| Work instructions |
Your response should consist of the records, reproduced exactly.

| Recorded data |
------------------------------------------------

PR #504, opened 2016-10-06
Remove old DynamicServoFactory which reads from saltfs

### LINKED ISSUE #316: Move buildbot logic to scripts in `/etc/ci`

aneeshusa:
Now that the new dynamic factory is working (which reads the steps
configuration from the main servo repo), remove the old one.
However, re-use the old name (DynamicServoFactory instead of
DynamicServoYAMLFactory) for concision and clarity.

Fixes #316. Blocked on servo/servo#13611.

---
This change is [Reviewable](https://reviewable.io/reviews/servo/saltfs/504)

### DIFF
--- a/buildbot/master/files/config/factories.py
+++ b/buildbot/master/files/config/factories.py
@@ -1,5 +1,4 @@
 import copy
-import os.path
 import re
 
 from buildbot.plugins import steps, util
@@ -15,12 +14,12 @@ SERVO_REPO = "https://github.com/servo/servo"
 
 
 class ServoFactory(util.BuildFactory):
-    """
+    """\
     Build factory which checks out the servo repo as the first build step.
     """
 
     def __init__(self, build_steps):
-        """
+        """\
         Takes a list of Buildbot steps.
         Prefer using DynamicServoFactory to using this class directly.
         """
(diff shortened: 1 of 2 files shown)


aneeshusa:
FYI I did this at 2am, so I'd like to take another look in the morning :)

aneeshusa:
servo/servo#13611 has merged, so this is no longer blocked.

aneeshusa:
`steps.yml` was changed, now blocked on a [follow-up PR](https://github.com/servo/saltfs/pull/508#issuecomment-253203920).

jdm:
The followup PR merged. It would be really great to get this reviewed and throw the switch before we change steps.yml again.

larsbergstrom:
This looks good. I think we can land this (even though it'll bitrot my MSVC PR). @aneeshusa Is this good to go?

My only worry is that now to add/change builders we have to do coordinated commits AND buildbot restarts across servo/servo and servo/saltfs and that's certainly going to cause breakage every time we have to do it.

aneeshusa:
Yes, this should be ready. This will optimize for the common case (changing steps for pre-existing builders), and I don't think having to make an extra PR to add/remove a builder (less common) is too onerous.

larsbergstrom:
This has been deployed.

larsbergstrom:
Oh, hrm, should we have removed steps.yml from saltfs, too?

aneeshusa:
I made #513 for that, good call.

larsbergstrom:
What's the easiest way to back this out via salt? The `salt-run` stuff that I did to stage the new mac?

aneeshusa:
If #514 doesn't work, easiest is probably to `git revert` the commits from before this PR up to current master, run a regular highstate, and prepare another PR (with a test builder on Windows!) at our leisure.

The other option is using the override folder and checking out an old git revision, notes at https://github.com/servo/saltfs/blob/b64ff04d219d1fe34c653ae5939f43fc4311d30b/salt/files/master/ADMIN_README.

------------------------------------------------

| Answer section |
PR #504, opened 2016-10-06
Remove old DynamicServoFactory which reads from saltfs

### LINKED ISSUE #316: Move buildbot logic to scripts in `/etc/ci`

aneeshusa:
Now that the new dynamic factory is working (which reads the steps
configuration from the main servo repo), remove the old one.
However, re-use the old name (DynamicServoFactory instead of
DynamicServoYAMLFactory) for concision and clarity.

Fixes #316. Blocked on servo/servo#13611.

---
This change is [Reviewable](https://reviewable.io/reviews/servo/saltfs/504)

### DIFF
--- a/buildbot/master/files/config/factories.py
+++ b/buildbot/master/files/config/factories.py
@@ -1,5 +1,4 @@
 import copy
-import os.path
 import re
 
 from buildbot.plugins import steps, util
@@ -15,12 +14,12 @@ SERVO_REPO = "https://github.com/servo/servo"
 
 
 class ServoFactory(util.BuildFactory):
-    """
+    """\
     Build factory which checks out the servo repo as the first build step.
     """
 
     def __init__(self, build_steps):
-        """
+        """\
         Takes a list of Buildbot steps.
         Prefer using DynamicServoFactory to using this class directly.
         """
(diff shortened: 1 of 2 files shown)


aneeshusa:
FYI I did this at 2am, so I'd like to take another look in the morning :)

aneeshusa:
servo/servo#13611 has merged, so this is no longer blocked.

aneeshusa:
`steps.yml` was changed, now blocked on a [follow-up PR](https://github.com/servo/saltfs/pull/508#issuecomment-253203920).

jdm:
The followup PR merged. It would be really great to get this reviewed and throw the switch before we change steps.yml again.

larsbergstrom:
This looks good. I think we can land this (even though it'll bitrot my MSVC PR). @aneeshusa Is this good to go?

My only worry is that now to add/change builders we have to do coordinated commits AND buildbot restarts across servo/servo and servo/saltfs and that's certainly going to cause breakage every time we have to do it.

aneeshusa:
Yes, this should be ready. This will optimize for the common case (changing steps for pre-existing builders), and I don't think having to make an extra PR to add/remove a builder (less common) is too onerous.

larsbergstrom:
This has been deployed.

larsbergstrom:
Oh, hrm, should we have removed steps.yml from saltfs, too?

aneeshusa:
I made #513 for that, good call.

larsbergstrom:
What's the easiest way to back this out via salt? The `salt-run` stuff that I did to stage the new mac?

aneeshusa:
If #514 doesn't work, easiest is probably to `git revert` the commits from before this PR up to current master, run a regular highstate, and prepare another PR (with a test builder on Windows!) at our leisure.

The other option is using the override folder and checking out an old git revision, notes at https://github.com/servo/saltfs/blob/b64ff04d219d1fe34c653ae5939f43fc4311d30b/salt/files/master/ADMIN_README.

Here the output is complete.